Early Sowings for Early Harvests

Plant crops with a fast turnaround time to savor your harvests just weeks after sowing.


Are you eager to leap into spring with early harvests of home-grown vegetables? You’re in luck! Lots of quick-growing crops will deliver prompt harvests if you know which varieties to plant and when to plant them. Read on to find a list of crops to try, as well as information on starting early, getting plants to grow faster, and cultivating more crops in small spaces.

early-jersey-cabbages
Small ‘Early Jersey Wakefield’ cabbages can be ready to eat in 50 to 60 days. Photo by Pam Dawling

Vegetable Crops for Fast Returns

Ready in 30 to 35 days are baby kale, baby mustard greens, radishes, spinach, chard, salad greens (lettuce, chicory), arugula, and winter purslane. Beet greens from thinnings can be cooked and eaten like spinach. Spinach itself is good for salads or cooking. (But be aware that the fastest-growing, biggest spinach may not last long once the weather warms up!) I’ve found that ‘Acadia’ and ‘Reflect’ spinaches have good bolt-resistance from outdoor spring sowings.

lettuce-and-radishes
A bed of early lettuce growing in late March, alongside a row of radishes. Photo by Pam Dawling



Many Asian greens are ready in 40 days or less: bok choy, tatsoi, komatsuna, mizuna, ‘Maruba Santoh,’ ‘Senposai,’ ‘Tokyo Bekana,’ and ‘Yukina Savoy.’ Most reach baby salad size in 21 days, and full size in 40 days.
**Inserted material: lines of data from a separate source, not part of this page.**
PR #52313, opened 2026-03-24
agent: Reduce DB load in ThreadMetadataStore

bennetbo:
## Context

We now batch multiple db operations together if they happen very frequently (similar to how we handle it in `thread_history.rs`)

## Self-Review Checklist

Release Notes:

- N/A

### DIFF
--- a/crates/agent_ui/src/thread_metadata_store.rs
+++ b/crates/agent_ui/src/thread_metadata_store.rs
@@ -3,7 +3,7 @@ use std::{path::Path, sync::Arc};
 use acp_thread::AgentSessionInfo;
 use agent::{ThreadStore, ZED_AGENT_ID};
 use agent_client_protocol as acp;
-use anyhow::{Context as _, Result};
+use anyhow::Context as _;
 use chrono::{DateTime, Utc};
 use collections::HashMap;
 use db::{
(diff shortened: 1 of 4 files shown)


crates/agent_ui/src/thread_metadata_store.rs
```diff
@@ -338,17 +343,56 @@ impl SidebarThreadMetadataStore {
...
         };
         let _ = this.reload(cx);
         this
     }
 
+    fn dedup_db_operations(operations: Vec<DbOperation>) -> Vec<DbOperation> {
+        let mut ops = HashMap::default();
+        for operation in operations.into_iter().rev() {
+            if ops.contains_key(operation.id()) {
+                continue;
```
benbrandt, line 389: If we get an insert and then a delete: should we prioritize the delete? Or have some other sort of deduping?

benbrandt: I mean I guess it is reversed so the last one wins. I think that makes sense

benbrandt (approved):

crates/zed/src/zed.rs
```diff
@@ -5867,8 +5890,9 @@ mod tests {
             })
             .unwrap();
 
-        // --- Flush serialization ---
-        cx.executor().advance_clock(SERIALIZATION_THROTTLE_TIME);
+        cx.run_until_parked();
+        flush_workspace_serialization(&window_a, cx).await;
```
bennetbo, line 5894: This test broke because it relied on ordering of some async tasks, so we explicitly flush serialisation here and await it

benbrandt (approved):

Transplant 4 to 5 weeks after spring sowing, or direct-sow. Asian greens are faster-growing than lettuce, and come in a huge range of attractive varieties. They’re nutritious as well as tasty — their flavors vary from mild to peppery. Grow these greens whenever you would normally grow kale. But be aware that Asian greens sown in spring will bolt as soon as the weather heats up, so be ready to harvest a lot at once — if you planted a lot, that is! You can make kimchi with the bounty. Mizuna and other frilly mustards are particularly easy to grow, and they tolerate cold, wet soil as low as 25 degrees Fahrenheit. In addition, they’re fairly heat-tolerant (well, warm-tolerant). After 21 days, use them in baby salads, or thin them to 8 to 12 inches apart. Their mild-flavored, ferny leaves add loft in salad mixes and regrow vigorously after cutting.

Ready in 35 to 45 days are baby carrots (thinnings, or the whole row), turnip greens (more thinnings), endive, mâche, land cress, sorrel, parsley, and chervil. Some of the smaller turnip roots can also be ready in 45 days or less.